Picking the Right ATS for an EU AI Act World

If you're already thinking about switching your ATS — or you're overdue for a review — the EU AI Act should be on your evaluation criteria. Here's what to look for:

  • Audit trails. Every AI-driven action should be logged: what was processed, when, what the output was, and whether a human reviewed it.
  • Explainability. When the AI surfaces a candidate, it should be able to tell you why. "85% match" means nothing without context. "85% match because of 7 years' experience in supply chain management, fluent German, and prior work in the automotive sector" — that's useful and compliant. This is what transparent AI matching looks like in practice.
  • Consent management. Built-in tools for collecting and managing candidate consent around AI processing, separate from your general GDPR consent.
  • Data governance. Clear documentation about what data the AI uses, where it comes from, and how it's stored. If the vendor can't answer these questions, walk away.
  • Vendor readiness. Ask directly: "What's your EU AI Act compliance roadmap?" If the answer is vague or non-existent, that tells you everything.

We built Yena with this stuff baked in from day one — not because we saw the regulation coming (honestly, we got a bit lucky on timing), but because GDPR taught us that compliance-by-design is always cheaper than compliance-by-retrofit. Our AI matching explains its reasoning, logs every decision, and keeps humans in the loop at every stage. If that matters to you, have a look.

What Happens If You Do Nothing

Maybe nothing, for a while.
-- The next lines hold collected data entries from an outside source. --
PR #7141, opened 2025-06-25
[AAP] Report ASM RC status to Telemetry Config

daniel-romano-DD:
## Summary of changes
Report ASM enabled status from RC to Telemetry Config

## Reason for change
When ASM was enabled or disabled by RC (`ASM_FEATURES`) the new status was not reported to Telemetry Config
[Jira](https://datadoghq.atlassian.net/browse/APPSEC-57894)

### DIFF
--- a/tracer/src/Datadog.Trace/AppSec/Waf/ConfigurationState.cs
+++ b/tracer/src/Datadog.Trace/AppSec/Waf/ConfigurationState.cs
@@ -37,7 +37,7 @@ internal record ConfigurationState
 
     private readonly IReadOnlyDictionary<string, IAsmConfigUpdater> _productConfigUpdaters;
 
-    private readonly IConfigurationTelemetry? _telemetry;
+    private readonly IConfigurationTelemetry _telemetry;
 
     private readonly string? _rulesPath;
     private readonly bool _canBeToggled;
@@ -45,7 +45,7 @@ internal record ConfigurationState
     private readonly Dictionary<string, List<RemoteConfigurationPath>> _fileRemoves = new();
     private bool _defaultRulesetApplied = false;
 
-    public ConfigurationState(SecuritySettings settings, IConfigurationTelemetry? telemetry, bool wafIsNull)
+    public ConfigurationState(SecuritySettings settings, IConfigurationTelemetry telemetry, bool wafIsNull)
     {
         _telemetry = telemetry;
         _productConfigUpdaters = new Dictionary<string, IAsmConfigUpdater>
@@ -63,8 +63,8 @@ internal record ConfigurationState
         }
     }
 
-    public ConfigurationState(SecuritySettings settings, bool wafIsNull, Dictionary<string, RuleSet>? rulesetConfigs, Dictionary<string, Models.Asm.Payload>? asmConfigs, Dictionary<string, Models.AsmData.Payload>? asmDataConfigs)
-        : this(settings, null, wafIsNull)
+    public ConfigurationState(SecuritySettings settings, IConfigurationTelemetry telemetry, bool wafIsNull, Dictionary<string, RuleSet>? rulesetConfigs, Dictionary<string, Models.Asm.Payload>? asmConfigs, Dictionary<string, Models.AsmData.Payload>? asmDataConfigs)
+        : this(settings, telemetry, wafIsNull)
     {
         if (rulesetConfigs is not null)
         {
@@ -326,16 +326,13 @@ internal record ConfigurationState
             }
 
             // Update AppsecEnabled state based on the RCM data on Telemetry Config
-            if (_telemetry is not null)
+            if (IncomingUpdateState.ShouldInitAppsec)
             {
-                if (IncomingUpdateState.ShouldInitAppsec)
-                {
-                    _telemetry.Record(ConfigurationKeys.AppSec.Enabled, true, ConfigurationOrigins.RemoteConfig);
-                }
-                else if (IncomingUpdateState.ShouldDisableAppsec)
-                {
-                    _telemetry.Record(ConfigurationKeys.AppSec.Enabled, false, ConfigurationOrigins.RemoteConfig);
-                }
+                _telemetry.Record(ConfigurationKeys.AppSec.Enabled, true, ConfigurationOrigins.RemoteConfig);
+            }
+            else if (IncomingUpdateState.ShouldDisableAppsec)
+            {
+                _telemetry.Record(ConfigurationKeys.AppSec.Enabled, false, ConfigurationOrigins.RemoteConfig);
             }
         }
 
--- a/tracer/test/Datadog.Trace.Security.IntegrationTests/AsmTelemetryTests.cs
+++ b/tracer/test/Datadog.Trace.Security.IntegrationTests/AsmTelemetryTests.cs
@@ -1,4 +1,4 @@
-// <copyright file="AspNetCore5AsmTelemetry.cs" company="Datadog">
+// <copyright file="AsmTelemetryTests.cs" company="Datadog">
 // Unless explicitly stated otherwise all files in this repository are licensed under the Apache 2 License.
 // This product includes software developed at Datadog (https://www.datadoghq.com/). Copyright 2017 Datadog, Inc.
 // </copyright>
@@ -23,10 +23,10 @@ using Xunit.Abstractions;
 
 namespace Datadog.Trace.Security.IntegrationTests
 {
-    public class AspNetCore5AsmTelemetry : AspNetBase, IClassFixture<AspNetCoreTestFixture>
+    public class AsmTelemetryTests : AspNetBase, IClassFixture<AspNetCoreTestFixture>
     {
-        public AspNetCore5AsmTelemetry(ITestOutputHelper outputHelper)
-            : base("AspNetCore5", outputHelper, "/shutdown", testName: nameof(AspNetCore5AsmTelemetry))
+        public AsmTelemetryTests(ITestOutputHelper outputHelper)
+            : base("AspNetCore5", outputHelper, "/shutdown", testName: nameof(AsmTelemetryTests))
         {
         }
 
@@ -44,7 +44,7 @@ namespace Datadog.Trace.Security.IntegrationTests
                 Output.WriteLine($"Assigned port {telemetry.Port} for the telemetry port.");
                 EnableAgentlessTelemetry(telemetry.Port);
 
-                await fixture.TryStartApp(this, enableSecurity: enableSecurity, sendHealthCheck: false, useTelemetry: true);
+                await fixture.TryStartApp(this, enableSecurity: enableSecurity, sendHealthCheck: false);
                 SetHttpPort(fixture.HttpPort);
 
                 var agent = fixture.Agent;
@@ -60,13 +60,11 @@ namespace Datadog.Trace.Security.IntegrationTests
             using (var fixture = new AspNetCoreTestFixture())
             {
                 fixture.SetOutput(Output);
-                // telemetry metric events under test are sent only when using managed trace exporter
-                SetEnvironmentVariable(ConfigurationKeys.TraceDataPipelineEnabled, "false");
 
                 Output.WriteLine($"Assigned port {telemetry.Port} for the telemetry port.");
                 EnableAgentlessTelemetry(telemetry.Port);
 
-                await fixture.TryStartApp(this, enableSecurity: null, sendHealthCheck: false, useTelemetry: true);
+                await fixture.TryStartApp(this, enableSecurity: null, sendHealthCheck: false);
                 SetHttpPort(fixture.HttpPort);
                 var configValues0 = (await telemetry.GetConfigurationValuesAsync(ConfigurationKeys.AppSec.Enabled)).ToList();
                 configValues0.Should().HaveCount(1);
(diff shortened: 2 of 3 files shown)


tracer/src/Datadog.Trace/AppSec/SecuritySettings.cs
```diff
@@ -29,8 +29,9 @@ internal class SecuritySettings
 
         public SecuritySettings(IConfigurationSource? source, IConfigurationTelemetry telemetry)
         {
+            Telemetry = telemetry ?? TelemetryFactory.Config;
```
andrewlock: `telemetry` is not allowed to be null based on nullable attributes, so you don't need `TelemetryFactory.Config`. Also, as this is passed in the constructor, you shouldn't need to expose this as a property at all? 🤔

tracer/test/Datadog.Trace.Security.IntegrationTests/ApiSecurity/AspNetCore2ApiSecurity.cs
```diff
@@ -19,15 +19,15 @@ namespace Datadog.Trace.Security.IntegrationTests.ApiSecurity
     public class AspNetCore2ApiSecurityEnabled : AspNetCoreApiSecurity
     {
         public AspNetCore2ApiSecurityEnabled(AspNetCoreTestFixture fixture, ITestOutputHelper outputHelper)
-            : base(fixture, outputHelper, true, "AspNetCore2")
+            : base(fixture, outputHelper, true, true, "AspNetCore2")
```
andrewlock: nit: bool parameters should use named parameters so it's easier to read what they're doing :)

tracer/test/Datadog.Trace.Security.IntegrationTests/AspNetCore5AsmTelemetry.cs
```diff
@@ -0,0 +1,105 @@
...
+
+namespace Datadog.Trace.Security.IntegrationTests
+{
+    public class AspNetCore5AsmTelemetry : AspNetBase, IClassFixture<AspNetCoreTestFixture>
+    {
+        public AspNetCore5AsmTelemetry(ITestOutputHelper outputHelper)
+            : base("AspNetCore5", outputHelper, "/shutdown", testName: nameof(AspNetCore5AsmTelemetry))
+        {
+            // telemetry metric events under test are sent only when using managed trace exporter
+            SetEnvironmentVariable(ConfigurationKeys.TraceDataPipelineEnabled, "false");
```
andrewlock: That's not true 😄 You're reading configuration values, and those are sent regardless. It's only "trace metrics" e.g. "number of traces sent" etc which aren't emitted with the data pipeline
```suggestion
```

tracer/test/Datadog.Trace.Security.IntegrationTests/AspNetCore5AsmTelemetry.cs
```diff
@@ -0,0 +1,105 @@
...
+        [Trait("RunOnWindows", "True")]
+        [InlineData(true)]
+        [InlineData(false)]
+        public async Task TestSecurityInitialization(bool enableSecurity)
+        {
+            using (var fixture = new AspNetCoreTestFixture())
+            {
+                fixture.SetOutput(Output);
+                // telemetry metric events under test are sent only when using managed trace exporter
+                SetEnvironmentVariable(ConfigurationKeys.TraceDataPipelineEnabled, "false");
```
andrewlock:
```suggestion
```

tracer/test/Datadog.Trace.Security.IntegrationTests/AspNetCore5AsmTelemetry.cs
```diff
@@ -0,0 +1,105 @@
...
+            SetEnvironmentVariable(ConfigurationKeys.TraceDataPipelineEnabled, "false");
+        }
+
+        [SkippableTheory]
+        [Trait("RunOnWindows", "True")]
+        [InlineData(true)]
+        [InlineData(false)]
+        public async Task TestSecurityInitialization(bool enableSecurity)
+        {
+            using (var fixture = new AspNetCoreTestFixture())
```
andrewlock: This is all a little strange, which is partly just how the ASM stuff works tbh 🤔 You're using an existing fixture in the app (because of this: `IClassFixture<AspNetCoreTestFixture>`) but then creating _another_ instance here... That's "fine", just more work and more complex than it needs to be I think 🤔 

Basically, there's no need to use the more complex "aspnetcore" samples for these tests AFAICT, you could just "normal" samples like we do in the "tracer" (i.e. not security) tests

tracer/test/Datadog.Trace.Security.IntegrationTests/AspNetCore5AsmTelemetry.cs
```diff
@@ -0,0 +1,105 @@
...
+            {
+                fixture.SetOutput(Output);
+                // telemetry metric events under test are sent only when using managed trace exporter
+                SetEnvironmentVariable(ConfigurationKeys.TraceDataPipelineEnabled, "false");
+
+                using var telemetry = new MockTelemetryAgent();
+                Output.WriteLine($"Assigned port {telemetry.Port} for the telemetry port.");
+                EnableAgentlessTelemetry(telemetry.Port);
```
andrewlock: I don't think you need these, because you set `useTelemetry`  when starting the app, which sets up the telemetry agent proxy...

tracer/test/Datadog.Trace.Security.IntegrationTests/AspNetCore5AsmTelemetry.cs
```diff
@@ -0,0 +1,105 @@
...
+
+                Output.WriteLine($"Assigned port {telemetry.Port} for the telemetry port.");
+                EnableAgentlessTelemetry(telemetry.Port);
+
+                await fixture.TryStartApp(this, enableSecurity: null, sendHealthCheck: false, useTelemetry: true);
+                SetHttpPort(fixture.HttpPort);
+                var configValues0 = telemetry.GetConfigurationValues(ConfigurationKeys.AppSec.Enabled).ToList();
+                configValues0.Should().HaveCount(1);
+                configValues0[0].Value.Should().Be(false);
+                configValues0[0].Origin.Should().Be("default");
```
andrewlock: I need to do some refactoring soon, and all this is going to break 😅 Not your problem, but still 😿

tracer/test/Datadog.Trace.Security.IntegrationTests/AspNetCore5AsmTelemetry.cs
```diff
@@ -0,0 +1,105 @@
...
+
+                var agent = fixture.Agent;
+                var request = await agent.SetupRcmAndWait(Output, [(new AsmFeatures { Asm = new AsmFeature { Enabled = true } }, "ASM_FEATURES", "TestSecurityInitializationRC-1")]);
+
+                telemetry.WaitForLatestTelemetry(x => x.IsRequestType(TelemetryRequestTypes.AppClientConfigurationChanged));
```
andrewlock: This needs to be async after tony's changes 🙂

tracer/test/Datadog.Trace.Security.IntegrationTests/Datadog.Trace.Security.IntegrationTests.csproj
```diff
@@ -110,4 +111,8 @@
       <CopyToOutputDirectory>PreserveNewest</CopyToOutputDirectory>
     </None>
   </ItemGroup>
+
+  <ItemGroup>
+    <Folder Include="Helpers\" />
+  </ItemGroup>
```
andrewlock:
```suggestion
```

tracer/test/Datadog.Trace.Security.IntegrationTests/AspNetCore5AsmTelemetry.cs
dromanol: That's true, we could use a simpler example. I'll do it.
The reason for not reusing the fixture is to reuse the class and code and make sure the app and agents are recreated always

tracer/test/Datadog.Trace.Security.IntegrationTests/AspNetCore5AsmTelemetry.cs
dromanol: This is copy pasta from `TelemetryTests`

tracer/test/Datadog.Trace.Security.IntegrationTests/AspNetCore5AsmTelemetry.cs
dromanol: I've taken the logic from `TelemetryTests`. I tried to do it with the `useTelemetry` flag with little success..

tracer/src/Datadog.Trace/AppSec/Waf/ConfigurationState.cs
```diff
@@ -58,7 +64,7 @@ public ConfigurationState(SecuritySettings settings, bool wafIsNull)
     }
 
     public ConfigurationState(SecuritySettings settings, bool wafIsNull, Dictionary<string, RuleSet>? rulesetConfigs, Dictionary<string, Models.Asm.Payload>? asmConfigs, Dictionary<string, Models.AsmData.Payload>? asmDataConfigs)
-        : this(settings, wafIsNull)
+        : this(settings, null, wafIsNull)
```
andrewlock: Shouldn't we require a telemetry instance here? 🤔

tracer/test/Datadog.Trace.Security.IntegrationTests/AspNetCore5AsmTelemetry.cs
andrewlock: > I tried to do it with the useTelemetry flag with little success..

In which case, you should probably just set `useTelemetry: false` to avoid confusion 🙂

tracer/test/Datadog.Trace.Security.IntegrationTests/AspNetCore5AsmTelemetry.cs
```diff
@@ -0,0 +1,101 @@
...
+using Datadog.Trace.Configuration;
+using Datadog.Trace.Telemetry;
+using Datadog.Trace.TestHelpers;
+using FluentAssertions;
+using Xunit;
+using Xunit.Abstractions;
+
+namespace Datadog.Trace.Security.IntegrationTests
+{
+    public class AspNetCore5AsmTelemetry : AspNetBase, IClassFixture<AspNetCoreTestFixture>
```
andrewlock: nit: I would rename this to `AsmTelemetryTests` - the aspnetcore is an implementation detail, what you're really testing is ASM telemetry. But definitely your choice 😄

tracer/test/Datadog.Trace.Security.IntegrationTests/AspNetCore5AsmTelemetry.cs
```diff
@@ -0,0 +1,101 @@
...
+        [SkippableFact]
+        [Trait("RunOnWindows", "True")]
+        public async Task TestSecurityInitializationRC()
+        {
+            using var telemetry = new MockTelemetryAgent();
+            using (var fixture = new AspNetCoreTestFixture())
+            {
+                fixture.SetOutput(Output);
+                // telemetry metric events under test are sent only when using managed trace exporter
+                SetEnvironmentVariable(ConfigurationKeys.TraceDataPipelineEnabled, "false");
```
andrewlock: This isn't true for what you're testing
```suggestion
```

tracer/test/Datadog.Trace.Security.IntegrationTests/Datadog.Trace.Security.IntegrationTests.csproj
```diff
@@ -10,6 +10,7 @@
   <ItemGroup>
     <None Remove="applicationHost.config" />
     <None Remove="xunit.runner.json" />
+    <Compile Include="..\Datadog.Trace.ClrProfiler.IntegrationTests\Helpers\TelemetryHelper.cs" Link="Helpers\TelemetryHelper.cs" />
```
andrewlock, line 13: Can we move this file into `Datadog.Trace.TestHelpers.AutoInstrumentation` or  `Datadog.Trace.TestHelpers` instead?

tracer/test/Datadog.Trace.Security.Unit.Tests/RASP/RASPRcmTests.cs
```diff
@@ -54,7 +54,7 @@ private static AppSec.Security CreateSecurity()
     {
         var source = CreateConfigurationSource([(ConfigurationKeys.AppSec.Enabled, "true")]);
         var settings = new SecuritySettings(source, NullConfigurationTelemetry.Instance);
-        var confState = new ConfigurationState(settings, true);
+        var confState = new ConfigurationState(settings, null, true);
```
andrewlock, line 57: Instead of using null (and _allowing_) null in `ConfigurationState` (it's probably better to use `NullTelemetryConfig.Instance`

robertpi (approved):
LGTM

tracer/src/Datadog.Trace/AppSec/Waf/ConfigurationState.cs
dromanol: This method is meant for tests, basically, but I can enforce a telemetry instance

tracer/test/Datadog.Trace.Security.IntegrationTests/AspNetCore5AsmTelemetry.cs
dromanol: Agree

The obligations are now legally binding from December 2027 (once the Digital Omnibus deferral is formally adopted), which means any candidate, competitor, or regulator can start scrutinising your practices from that date.
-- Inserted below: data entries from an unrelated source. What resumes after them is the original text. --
PR #7142, opened 2025-06-25
[AAP] Send WAF config errors to Telemetry Logs

daniel-romano-DD:
## Summary of changes
Upload WAF config errors to Telemetry Logs

## Reason for change
WAF errors were only dumped to local logs

[Jira](https://datadoghq.atlassian.net/browse/APPSEC-57959)


tracer/src/Datadog.Trace/AppSec/Waf/Initialization/WafConfigurator.cs
```diff
@@ -212,15 +216,10 @@ void DumpMessages(IReadOnlyDictionary<string, object>? messages, bool isError)
...
-                            {
-                                // TODO: This message should go to telemetry logs only, skipping the regular logs
-                                Log.Debug("rc::asm_dd::diagnostic Error: {Err}", message);
-                            }
-                            else
-                            {
-                                Log.Debug("rc::asm_dd::diagnostic Warning: {Err}", message);
-                            }
+                            var severity = isError ? "Error" : "Warning";
+#pragma warning disable DDLOG004 // Message templates should be constant
```
andrewlock, line 220:
```suggestion
                            var severity = isError ? "Error" : "Warning";
                            // We explicitly disable this here only because we know that the values we're sending
                            // are not going to contain PII, and that we will only send the value very rarely
#pragma warning disable DDLOG004 // Message templates should be constant
```

tracer/src/Datadog.Trace/AppSec/Waf/Initialization/WafConfigurator.cs
```diff
@@ -191,8 +194,9 @@ internal UpdateResult Update(IntPtr wafBuilderHandle, ConfigurationState configu
 
                 if (diags.HasErrors)
                 {
-                    // TODO: This message should go to telemetry logs only, skipping the regular logs
-                    Log.Debug("Some errors were found while applying waf configuration (RulesFile: {RulesFile})", rulesFile);
+#pragma warning disable DDLOG004 // Message templates should be constant
```
andrewlock, line 197:
```suggestion
               // We explicitly disable this here only because we know that the values we're sending
                // are not going to contain PII, and that we will only send the value very rarely
#pragma warning disable DDLOG004 // Message templates should be constant
```

tracer/src/Datadog.Trace/AppSec/Waf/ReturnTypes.Managed/DiagnosticResultUtils.cs
```diff
@@ -17,7 +17,7 @@ namespace Datadog.Trace.AppSec.Waf.ReturnTypes.Managed;
 
 internal static class DiagnosticResultUtils
 {
-    internal static ReportedDiagnostics ExtractReportedDiagnostics(DdwafObjectStruct diagObject, bool noRuleDiagnoticsIsError)
+    internal static ReportedDiagnostics ExtractReportedDiagnostics(ref DdwafObjectStruct diagObject, bool noRuleDiagnoticsIsError)
```
andrewlock: This can be `in` I think?
```suggestion
    internal static ReportedDiagnostics ExtractReportedDiagnostics(in DdwafObjectStruct diagObject, bool noRuleDiagnoticsIsError)
```

tracer/src/Datadog.Trace/AppSec/Waf/ReturnTypes.Managed/DiagnosticResultUtils.cs
```diff
@@ -143,6 +143,8 @@ public WafStats()
     }
 
     public int Total => (Failed + Loaded + Skipped);
+
+    public bool HasErrors => Errors is { Count: > 0 } || Warnings is { Count: > 0 };
```
andrewlock, line 147: So this is a behaviour change from the above, because it now includes warnings, is that correct?

tracer/src/Datadog.Trace/AppSec/Waf/ReturnTypes.Managed/UpdateResult.cs
```diff
@@ -14,16 +14,16 @@ namespace Datadog.Trace.AppSec.Waf.ReturnTypes.Managed
 {
     internal class UpdateResult
     {
-        private UpdateResult(DdwafObjectStruct? diagObject, IntPtr builderHandle = default(IntPtr), IntPtr wafHandle = default(IntPtr), WafLibraryInvoker? invoker = null, IEncoder? encoder = null)
+        private UpdateResult(ref DdwafObjectStruct diagObject, IntPtr builderHandle = default(IntPtr), IntPtr wafHandle = default(IntPtr), WafLibraryInvoker? invoker = null, IEncoder? encoder = null)
```
andrewlock: Prefer `in` over `ref` where possible

tracer/test/Datadog.Trace.Security.Unit.Tests/RASP/RASPRcmTests.cs
```diff
@@ -21,7 +21,7 @@ public class RaspRcmTests : SettingsTestsBase
...
...t\t\t\"category\": \"attack_attempt\",\r\n\t\t\t\t\"cwe\": \"77\",\r\n\t\t\t\t\"capec\": \"1000/152/248/88\",\r\n\t\t\t\t\"confidence\": \"1\"\r\n\t\t\t},\r\n\t\t\t\"conditions\": [\r\n\t\t\t\t{\r\n\t\t\t\t\t\"parameters\": {\r\n\t\t\t\t\t\t\"inputs\": [\r\n\t\t\t\t\t\t\t{\r\n\t\t\t\t\t\t\t\t\"address\": \"server.request.query\"\r\n\t\t\t\t\t\t\t},\r\n\t\t\t\t\t\t\t{\r\n\t\t\t\t\t\t\t\t\"address\": \"server.request.body\"\r\n\t\t\t\t\t\t\t},\r\n\t\t\t\t\t\t\t{\r\n\t\t\t\t\t\t\t\t\"address\": \"server.request.path_params\"\r\n\t\t\t\t\t\t\t},\r\n\t\t\t\t\t\t\t{\r\n\t\t\t\t\t\t\t\t\"address\": \"grpc.server.request.message\"\r\n\t\t\t\t\t\t\t},\r\n\t\t\t\t\t\t\t{\r\n\t\t\t\t\t\t\t\t\"address\": \"graphql.server.all_resolvers\"\r\n\t\t\t\t\t\t\t},\r\n\t\t\t\t\t\t\t{\r\n\t\t\t\t\t\t\t\t\"address\": \"graphql.server.resolver\"\r\n\t\t\t\t\t\t\t}\r\n\t\t\t\t\t\t],\r\n\t\t\t\t\t\t\"list\": [\r\n\t\t\t\t\t\t\t\"dev/zero\"\r\n\t\t\t\t\t\t]\r\n\t\t\t\t\t},\r\n\t\t\t\t\t\"operator\": \"phrase_match\"\r\n\t\t\t\t}\r\n\t\t\t],\r\n\t\t\t\"transformers\": [\r\n\t\t\t\t\"lowercase\",\r\n\t\t\t\t\"cmdLine\"\r\n\t\t\t],\r\n\t\t\t\"on_match\": [\r\n\t\t\t\t\"block\"\r\n\t\t\t]\r\n\t\t}\r\n\t]\r\n}")]
```
andrewlock, line 24: Did you expect this to change? 😅

tracer/build/_build/Build.Steps.cs
```diff
@@ -2418,6 +2418,11 @@ string NormalizedPath(AbsolutePath ap)
                new(@".*Exception occurred when calling the CallTarget integration continuation. Datadog.Trace.ClrProfiler.CallTarget.CallTargetInvokerException: Throwing a call target invoker exception.*"),
                // error thrown to check error handling in RC tests
                new(@".*haha, you weren't expect this!*", RegexOptions.Compiled),
+               // known errors in waf config
+               new(@".*rc::asm_dd::diagnostic Error: missing key.*", RegexOptions.Compiled),
```
andrewlock, line 2439: It would be nice if we could scope these to specific test runs/files, as if we get these errors in _other_ tests that in it indicates a problem 🤔

andrewlock (approved):

tracer/src/Datadog.Trace/AppSec/Waf/Initialization/WafConfigurator.cs
dromanol: Fine enough

tracer/src/Datadog.Trace/AppSec/Waf/ReturnTypes.Managed/DiagnosticResultUtils.cs
dromanol: That's it

tracer/test/Datadog.Trace.Security.Unit.Tests/RASP/RASPRcmTests.cs
dromanol: Yes, the previous payload had config errors

tracer/build/_build/Build.Steps.cs
dromanol: I considered that option, as we talked, but then realized that if this happened elsewhere that test would fail on its own, and preferred to keep complexity low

More realistically, your clients will start asking. RFPs will include AI compliance questions. Procurement departments will want evidence of responsible AI use. Candidates — especially senior ones — will ask how their data is being processed by AI tools.

And at some point, someone will get fined. When that happens, every agency in Europe will scramble to comply overnight, competing for the same lawyers, the same consultants, and the same compliant software. The agencies that prepared early will already be there.

The deadline has moved further out, but that's not a reason to shelve this. Start with the checklist above, send those vendor emails this week, and spend an afternoon documenting your current process. You don't need to be perfect by the deadline. You need to be credibly prepared.

The EU AI Act isn't going to kill AI in recruitment. It's going to separate the agencies that use AI thoughtfully from the ones that use it carelessly. I know which side I'd rather be on.